The FolderSummary class in scripts/count_tokens.py handles a key part of this chapter's functionality:
class FolderSummary(NamedTuple):
"""Token count summary for a folder."""
path: Path
files: list[FileTokenCount]
total_tokens: int
total_chars: int
def get_encoder(model: str = "cl100k_base") -> tiktoken.Encoding:
"""Get tiktoken encoder. cl100k_base is used by Claude/GPT-4."""
return tiktoken.get_encoding(model)
def count_tokens(text: str, encoder: tiktoken.Encoding | None = None) -> int:
"""Count tokens in a string."""
if encoder is None:
encoder = get_encoder()
return len(encoder.encode(text))
def count_file_tokens(
file_path: Path, encoder: tiktoken.Encoding
) -> FileTokenCount | None:
"""Count tokens in a single file. Returns None for binary/unreadable files."""
try:
content = file_path.read_text(encoding="utf-8")
tokens = count_tokens(content, encoder)
return FileTokenCount(path=file_path, tokens=tokens, chars=len(content))
except (UnicodeDecodeError, PermissionError):This class is important because it defines how Shotgun Tutorial: Spec-Driven Development for Coding Agents implements the patterns covered in this chapter.
The get_encoder function in scripts/count_tokens.py handles a key part of this chapter's functionality:
def get_encoder(model: str = "cl100k_base") -> tiktoken.Encoding:
"""Get tiktoken encoder. cl100k_base is used by Claude/GPT-4."""

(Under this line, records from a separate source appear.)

Issue #77, opened 2019-09-09
Common fetch_bc function


pontushojer:
Issue from discussion in #76

> One thing that I thought about was maybe to move the `fetch_tag` function used into >`utils`. The function is used quite similar in both `filterclusters` and `buildmolecules` >and could possibly be useful for other programs. The differ abit between them at the >moment but I think you could combine them like this.

>```python
>def fetch_bc(pysam_read, tag, summary=None, default=None):
>    """
>    Fetches barcode from a bam file tag, returns None if reads isn't tagged.
>    """
>
>    try:
>        result = pysam_read.get_tag(tag)
>    except KeyError:
>        result = default
>
>        if summary:
>            summary.reads_without_tag += 1
>
>    return result
>```

pontushojer:
PR #141 solves

PR #141, opened 2019-11-12
Common fetch bam tag function

FrickTobias:
Solves #77 

Common fetch bam tag function which returns tag value or None.


src/blr/cli/buildmolecules.py
```diff
@@ -74,7 +76,7 @@ def build_molecules(pysam_openfile, barcode_tag, window, min_reads, summary):
             continue
 
         # Fetches barcode and genomic position. Position will be formatted so start < stop.
-        barcode = fetch_bc(pysam_read=read, barcode_tag=barcode_tag, summary=summary)
+        barcode = utils.get_bamtag(pysam_read=read, tag=barcode_tag)
         if barcode and not read.is_unmapped:
             read_start, read_stop = sorted((read.reference_start, read.reference_end))
```
pontushojer:
```suggestion
elif not barcode:
   summary.reads_without_barcode += 1
```

Since this was removed in the local function we can add this to continue to track reads without barcodes.

FrickTobias: I also moved the `read.is_unmapped` check to the top so the main loop could be put in the `else` clause instead.

src/blr/utils.py
```diff
@@ -38,3 +38,17 @@ def guess_paired_path(path: Path):
...
+    Fetches tags from bam files. Return an empty value of the same type if not found.
+    :param pysam_read: pysam read object
+    :param tag: bam tag to fetch
+    :param type: what type to return if read does not have the tag
+    :return: bam tag value
+    """
+    try:
+        return pysam_read.get_tag(tag)
+    except KeyError:
+        return None
```
pontushojer: Now `None` is returned by default by the `utils.get_tag` function upon `KeyError`. Do you think it would be useful to be able to specify a default?

FrickTobias: I used that from the beginning but found it better to return `None`. 

In cases where we have want to fetch a `tag_value` but there it is not defined, the original need of the `tag_val` should reasonably mean an absence of it should be handled differently.

PR #143, opened 2019-11-14
Changes to help facilitate streaming

pontushojer:
Related to issue #116 

 - Enable writing to stdout in SAM or BAM format for `tagbam`, `clusterrmdup`, `buildmolecules` and `filterclusters`.
 - Updated information in docstrings and help messages. Included info on which scripts can handle reading from stdin (currently `tagbam` and `filterclusters`.)

### DIFF
--- a/src/blr/cli/buildmolecules.py
+++ b/src/blr/cli/buildmolecules.py
@@ -17,7 +17,6 @@ logger = logging.getLogger(__name__)
 
 def main(args):
     summary = Summary()
-    out_mode = utils.get_output_mode(args.output, args.output_format)
 
     # Build molecules from BCs and reads
     with pysam.AlignmentFile(args.input, "rb") as infile:
@@ -28,7 +27,7 @@ def main(args):
 
     # Writes filtered out
     with pysam.AlignmentFile(args.input, "rb") as openin, \
-            pysam.AlignmentFile(args.output, out_mode, template=openin) as openout:
+            pysam.AlignmentFile(args.output, "wb", template=openin) as openout:
         logger.info("Writing filtered bam file")
         for read in tqdm(openin.fetch(until_eof=True)):
             name = read.query_name
@@ -276,10 +275,7 @@ def add_arguments(parser):
                              "-b/--barcode-tag.")
 
     parser.add_argument("-o", "--output", default="-",
-                        help="Write output SAM/BAM to file rather then stdout. Format is inferred from the "
-                             "filename unless -O/--output-format is specified.")
-    parser.add_argument("-O", "--output-format", choices=["SAM", "BAM"],
-                        help="Specify output format.")
+                        help="Write output BAM to file rather then stdout.")
     parser.add_argument("-t", "--threshold", type=int, default=4,
                         help="Threshold for how many reads are required for including given molecule in statistics "
                              "(except_reads_per_molecule). Default: %(default)s")
--- a/src/blr/cli/buildmolecules.py
+++ b/src/blr/cli/buildmolecules.py
@@ -1,5 +1,5 @@
 """
-Tags .bam file with molecule information based on barcode sequence and genomic proximity.
+Tags SAM/BAM file with molecule information based on barcode sequence and genomic proximity.
 
 A molecule is defined by having 1) minimum --threshold reads and including all reads with the same barcode which are 2)
 a maximum distance of --window between any given reads.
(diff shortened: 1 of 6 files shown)


src/blr/utils.py
```diff
@@ -52,3 +52,21 @@ def get_bamtag(pysam_read, tag):
...
+    :param spec_format: Should be either SAM or BAM.
+    :return: String containing the pySAM mode information. String is 'w' for SAM and 'wb' for BAM.
+    """
+    format_to_mode = {
+        "SAM": "w",
+        "BAM": "wb"
+    }
+
+    if filename != "-":
+        spec_format = filename.split(".")[-1].upper()
```
FrickTobias: This seem to work on filenames rather than `spec_format` names so I think it might be more clear if it says `filename` or similar instead since that is what it assumes.

src/blr/cli/tagbam.py
```diff
@@ -47,10 +48,16 @@ def main(args):
...
-                        help="BAM file with mapped reads which is to be tagged with barcode ids.")
-    parser.add_argument("output_tagged_bam",
-                        help="BAM file with barcode cluster id in the bc tag.")
+    parser.add_argument("input",
+                        help="SAM/BAM file with mapped reads which is to be tagged with barcode information. To read "
+                             "from stdin use '-'.")
+
+    parser.add_argument("-o", "--output", default="-",
+                        help="SAM/BAM file with barcodes information in the specified SAM tags. Default: write to "
+                             "stdout.")
```
FrickTobias: Since we already have the `get_output_mode` in `utils` which can discern file format from the name I think it's better if we instead assume output format from filenames.

FrickTobias:
Hm, I think I need to read this again, I misunderstood some stuff.

src/blr/cli/buildmolecules.py
```diff
@@ -270,12 +271,17 @@ def write_molecule_stats(self, output_prefix, molecule_dict):
...
-
+    parser.add_argument("input",
+                        help="Sorted SAM/BAM file tagged with barcode in the same tag as specified in "
+                             "-b/--barcode-tag.")
+
+    parser.add_argument("-o", "--output", default="-",
+                        help="Output SAM/BAM file with molecule tags found under the tag specified at "
+                             "-m/--molecule-tag and molecules number for each barcode under the specified "
+                             "-n/--number-tag. Default: write to stdout.")
+    parser.add_argument("-O", "--output-format", choices=["SAM", "BAM"], default="SAM",
```
FrickTobias: To me it makes more sense to infer name from output file and if `-O` is specified that is overridden.

src/blr/cli/buildmolecules.py
```diff
@@ -17,17 +17,18 @@
 
 def main(args):
     summary = Summary()
+    out_mode = utils.get_output_mode(args.output, args.output_format)
```
FrickTobias: If we have an option for specifying output format I think that should override the filename.

```suggestion
    if not args.output_format:
        out_mode = utils.get_output_mode(args.output, args.output_format)
```

src/blr/utils.py
```diff
@@ -52,3 +52,21 @@ def get_bamtag(pysam_read, tag):
...
+    return format_to_mode[spec_format]
```
FrickTobias: Then we can remove the `if` syntax here since it only get the output mode if the user is not specifying it in an option.

pontushojer:
I have now changed the logic for how the `-o/--output` and `-O/--output-format` interacts. The specified format now overrides the file name. Also if no format or file name is given output is written to stdout as SAM format.

marcelm:
I don’t have time to look into this in full detail, but have a comment anyway.

I think this is getting too complicated. Why have the option of selecting the output format when you’re using just one anyway in the pipeline? These scripts don’t need to be universally usable. If you make them so, you’ll also have to test that all the options actually work!

Just choose a consistent way in which they work: Always output SAM on standard output, for example. This is consistent with how many read mappers work. Alternatively, using uncompressed BAM is even better for efficient streaming.

The complications of having to handle different file formats and different modes (standard output/input vs. reading/writing to disk) need to be handled at the user-facing "edges" of the pipeline where we don’t have control over the input or output. Internally, we can pick one representation and stick to it.

pontushojer:
> I don’t have time to look into this in full detail, but have a comment anyway.
> 
> I think this is getting too complicated. Why have the option of selecting the output format when you’re using just one anyway in the pipeline? These scripts don’t need to be universally usable. If you make them so, you’ll also have to test that all the options actually work!
> 
> Just choose a consistent way in which they work: Always output SAM on standard output, for example. This is consistent with how many read mappers work. Alternatively, using uncompressed BAM is even better for efficient streaming.
> 
> The complications of having to handle different file formats and different modes (standard output/input vs. reading/writing to disk) need to be handled at the user-facing "edges" of the pipeline where we don’t have control over the input or output. Internally, we can pick one representation and stick to it.

My thinking was that the different options would provide flexibility if we wanted to stream output in the future. But this may in fact have made thing more complicated than is required. I have looked as the scripts more as "tools" as a part of the package rather then processing step in a defined pipeline. For our purposes one defined input/output format is sufficient. This I will change.

marcelm:
> I have looked as the scripts more as "tools" as a part of the package rather then processing step in a defined pipeline.

Yes, from that point of view, these changes are understandable. However, look up the YAGNI principle ;-). (You Ain’t Gonna Need It.) More code that you don’t need at the moment is just a maintenance burden.

pontushojer:
That is definitely a principle I need to consider more often! :)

return tiktoken.get_encoding(model)
def count_tokens(text: str, encoder: tiktoken.Encoding | None = None) -> int:
"""Count tokens in a string."""
if encoder is None:
encoder = get_encoder()
return len(encoder.encode(text))
def count_file_tokens(
file_path: Path, encoder: tiktoken.Encoding
) -> FileTokenCount | None:
"""Count tokens in a single file. Returns None for binary/unreadable files."""
try:
content = file_path.read_text(encoding="utf-8")
tokens = count_tokens(content, encoder)
return FileTokenCount(path=file_path, tokens=tokens, chars=len(content))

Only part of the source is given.